E' ipotizzabile, quindi, che potendo dimostrare che il querelante era perfettamente a conoscenza di queste circostanze e che ha agito con l'unico scopo di disturbare e danneggiare il vicino (ricordiamo che non vale il mero dolo eventuale, considerato che la formula normativa - che ravvisa il delitto in chi incolpa 'taluno che egli sa innocente' - risulta particolarmente pregnante e indicativa della consapevolezza certa dell'innocenza dell'incolpato, cfr. Cass. pen., sez. VI, 10.7.2000, n. 9853), il dolo sia provabile.

Tuttavia, è opinione della giurisprudenza che per i reati perseguibili d'ufficio (in relazione ai quali, quindi, la querela di parte costituisce solo una "denuncia") si debba escludere la responsabilità sia civile che penale del denunciante, in quanto "la perseguibilità di ufficio interrompe il nesso causale fra la denuncia medesima e l'apertura del procedimento penale, che segue ad iniziativa autonoma dell'ufficio" (tra le altre, v. Cass., sez. III, 20.10.2003, n. 15646).

Tutto dipende, quindi, dal tipo di reato che il querelante ha denunciato: ad esempio, il falso ideologico di cui all'art. 479 del c.c. è perseguibile d'ufficio, quindi la calunnia è esclusa; lo stesso vale per il falso ideologico commesso dal privato in atto pubblico (art. 483 del c.p.).

E' consigliabile rivolgersi ad un legale per analizzare ogni profilo della vicenda, evitando così di incorrere in errori nonché di crearsi false illusioni sulle probabilità di successo di una controquerela.

La diffamazione è un reato meno grave della calunnia e lo commette chiunque, fuori dei casi di ingiuria, comunicando con più persone, offende l'altrui reputazione. Per poterne valutare la sussistenza si dovrebbe analizzare quantomeno la querela, quindi in questa sede non è possibile dare una risposta precisa. Ci si deve chiedere, però, se sussista il reato laddove le affermazioni diffamatorie siano contenute solo in una querela diretta alla pubblica autorità (potrebbe valere la causa di giustificazione di cui all'art. 51 del c.p., esercizio di un diritto) e quale sia il reale potere diffamatorio di tale atto, posto che lo stesso è un atto che rimane di norma riservato alle parti (pubbliche e private) del giudizio.
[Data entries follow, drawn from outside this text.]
PR #699, opened 2023-11-23
add support for the ca certificates on all regions.

Yornik:
Using the pems on : https://docs.aws.amazon.com/AmazonRDS/latest/UserGuide/UsingWithRDS.SSL.html

And some logic to select the right PEM file based on the region in the endpoint.
@djvdorp and @azourigal were in a meeting reviewing this.
We are discussing this internally. Please dm us on Slack if there are questions.


buildpack/infrastructure/database.py
```diff
@@ -303,10 +335,11 @@ def init(self):
         if database_type == "PostgreSQL" and config["DatabaseHost"].split(":")[
             0
         ].endswith(".rds.amazonaws.com"):
+            database_region = config["DatabaseHost"].split('.')[2]
             jdbc_params.update(
                 {
                     "sslrootcert": os.path.expandvars(
-                        "$HOME/.postgresql/amazon-rds-ca.pem"
+                        "$HOME/.postgresql/"+region_pem_map[database_region]
```
jeohist, line 342: Why not something like `f"$HOME/.postgresql/{database_region}-bundle.pem"`?

Yornik: We did discuss this because we need to import/write the pem files to the /etc manually to keep the build pack offline. so we wanted to make it more explicit what we are doing.

mxsoldaat (approved):
The proposed changes look good to me

PR #701, opened 2023-11-28
Added Non Mendix Public cloud Flag to set metric type

gauravmendix:
Added flag "NON_MENDIX_PUBLIC_CLOUD" to decide whether micrometer metrics is enabled. This is required because metrics url is not set on SAP BTP so need another check to set it to micrometer for Mendix runtime > 9.7


buildpack/telemetry/metrics.py
```diff
@@ -108,9 +108,18 @@ def _micrometer_runtime_requirement(runtime_version):
...
+    if(_micrometer_runtime_requirement(runtime_version)):
+        logging.info("satisfies micrometer runtime requirement")
+        if(bool(get_micrometer_metrics_url())):
+            logging.info("Found micrometer metrics url configured")
+            micrometer_enabled = True
+        elif(strtobool(os.getenv("NON_MENDIX_PUBLIC_CLOUD","false"))):
+            logging.info("micrometer for non mendix public cloud")
+            micrometer_enabled =  True
+    return micrometer_enabled
+
```
pappachino, line 122: Not sure if we need these many `INFO` log lines here. Can we have it as `DEBUG` instead?

gauravmendix: Changed to debug. Thanks!

pappachino (approved):

PR #705, opened 2023-12-11
admin API should listen on all interfaces

xiwenc:
Admin interface can be exposed safely on all interfaces in a container model because it requires a password to access privileged functions. This is needed for the `/Prometheus` endpoint to work. Because pod scraping by Prometheus is initiated outside of the pod.


jeohist (approved):

jeohist:
Thanks for your contribution @xiwenc ! It will be included in our next release.

PR #711, opened 2024-01-12
Updated the maintained versions to match the documentation

Yornik:
The versions in https://docs.mendix.com/releasenotes/studio-pro/lts-mts did not match the versions we checked for in the build pack. This is corrected.


jeohist:
@Yornik could you update the tests in https://github.com/mendix/cf-mendix-buildpack/blob/develop/tests/unit/test_deprecations.py as well?

Yornik:
> @Yornik could you update the tests in https://github.com/mendix/cf-mendix-buildpack/blob/develop/tests/unit/test_deprecations.py as well?

Will do thank you

tests/unit/test_deprecations.py
```diff
@@ -27,9 +27,6 @@ def test_mx7_supported(self):
 
 
 class TestCaseMxMaintained(TestCase):
-    def test_mx7_maintained(self):
-        assert runtime.is_version_maintained(MXVersion("7.23.1"))
-
```
pommi, line 32: Let's move this one to `test_mx7_not_maintained`

tests/unit/test_deprecations.py
```diff
@@ -40,10 +37,13 @@ def test_mx8_not_maintained(self):
         assert not runtime.is_version_maintained(MXVersion("8.17"))
 
     def test_mx9_maintained(self):
-        assert runtime.is_version_maintained(MXVersion("9.6.9"))
-        assert runtime.is_version_maintained(MXVersion("9.12.1"))
```
pommi, line 44: Could you move these to `test_mx9_not_maintained`?

tests/unit/test_deprecations.py
Yornik: for extended support we will still support this. Do we want customers to see a line that it is unsupported in that case?

jeohist: Should we add an extended support function / test? 🤔

pommi: Good idea @jeohist ! @Yornik Let's do it in another PR, revert this chunk and revert https://github.com/mendix/cf-mendix-buildpack/pull/711/files#diff-54130e27ebbe04d07ebe3741504e8adc20f28fa9cd586a5f6d0ad14584be6878L43-L44 as well.

Yornik: reverted

tests/unit/test_deprecations.py
Yornik: done

pommi (approved):

PR #718, opened 2024-03-18
Pref.xml template Update for Non-Mendix Cloud (SAP)

bhavinshah-mendix:
Added code in runtime file, where it will update license key and id in pref.xml file for non-mendix cloud

### DIFF
--- a/buildpack/core/runtime.py
+++ b/buildpack/core/runtime.py
@@ -173,6 +173,14 @@ def _activate_license():
   <entry key="license_key" value="{{LICENSE_KEY}}"/>
 </map>"""
 
+    if(strtobool(os.environ.get("MXRUNTIME_License.UseLicenseServer","false"))):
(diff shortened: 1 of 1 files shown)


buildpack/core/runtime.py
```diff
@@ -7,6 +7,7 @@
 import sqlite3
 import subprocess
 import time
+from distutils.util import strtobool
```
jeohist, line 10: `distutils` is deprecated in Python 3.10, could you use the function from [lib.m2ee.util](https://github.com/mendix/cf-mendix-buildpack/blob/eb39e572556ee2802dfa05b8f76226d0bded2fb9/lib/m2ee/util.py#L203-L216)?

bhavinshah-mendix: Thanks @jeohist ! updated as per your suggestion.

jeohist (approved):
LGTM!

Dal punto di vista civilistico, sussiste la possibilità di dimostrare che il vicino ha agito in danno al querelato, ma anche qui la prova del dolo è tutta a carico del danneggiato: la dottrina ha sostenuto che la minaccia di una responsabilità fondata sulla colpa, avrebbe la conseguenza di svuotare di efficacia lo strumento della denuncia, che sarebbe meno utilizzato per la paura di incorrere in eventuali responsabilità, atteso che è normale prevedere che tra il denunciate e gli organi istituzionalmente deputati al vaglio della fondatezza o meno della notitia criminis vi sia una disparità di valutazioni giuridiche.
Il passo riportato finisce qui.